La joven artista gijonesa Lucía Ares podría haber sido compañera de viaje de los 'fauves' (fieras) franceses que ganaron este apodo entre los críticos de arte porque los colores de sus cuadros no reflejaban los colores de la realidad. Mattise, el más afamado de estos pintores, podría haber colocado uno de sus cuadros junto a esta estudiante de Bellas Artes que se vuelca en los colores de cada uno de sus cuadros.
La muestra, que se expone en el centro municipal de El Coto hasta el próximo día 27, se compone de una colección de óleos sobre lienzo en los que se puede descubrir el espíritu viajero y cosmopolita de Lucía Ares.

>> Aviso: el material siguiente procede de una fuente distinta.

PR #298, opened 2021-03-15
Fixed bug that fails to properly update initial satisfaction values when returning to modeling mode

### LINKED ISSUE #281: Satisfaction values on intentions don't clear when switching to modeling view
This appears to happen both on model-management and develop, so more than a model-management issue, but might as well address it now.
After running an analysis, the satisfaction values don't disappear from intentions when we return to modeling mode.
Screen Shot 2021-02-15 at 16 24 19

mvarnum:


mvarnum:
Addressed bug #281

krhablutzel (commented):
This looks great to me. Thanks for making these changes!

krhablutzel (approved):
Looks great, you have my approval.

Cuadros que muestran personajes de África, Nueva Orleans, el Mediterráneo, el Nilo, el Sáhara, Rusia, Venecia y lugares más próximos como Cudillero y Gijón.
La joven pintora gijonesa utiliza los colores de tal manera que parecen convertirse en elementos simbólicos y significantes. Los bosques no tienen por qué ser verdes o marrones, ni los cielos azules. Los colores, simplemente, podrían ser estados de ánimo, visiones íntimas de un instante o peripecias artísticas que demuestran la destreza de Ares en el uso de la paleta y la mezcla de las gamas de colores.
En 'La semana negra', se puede ver el lado más oscuro de esta fiesta con su gran noria pintada en un intenso rojo que se esculpe contra el cielo oscuro como el carbón. Este cielo ennegrecido, en el que predominan las manchas de colores oscuros y que parece amenazar con una gran tormenta se repite en obras como 'Reflejos', 'Cudillero' y 'Venecia'.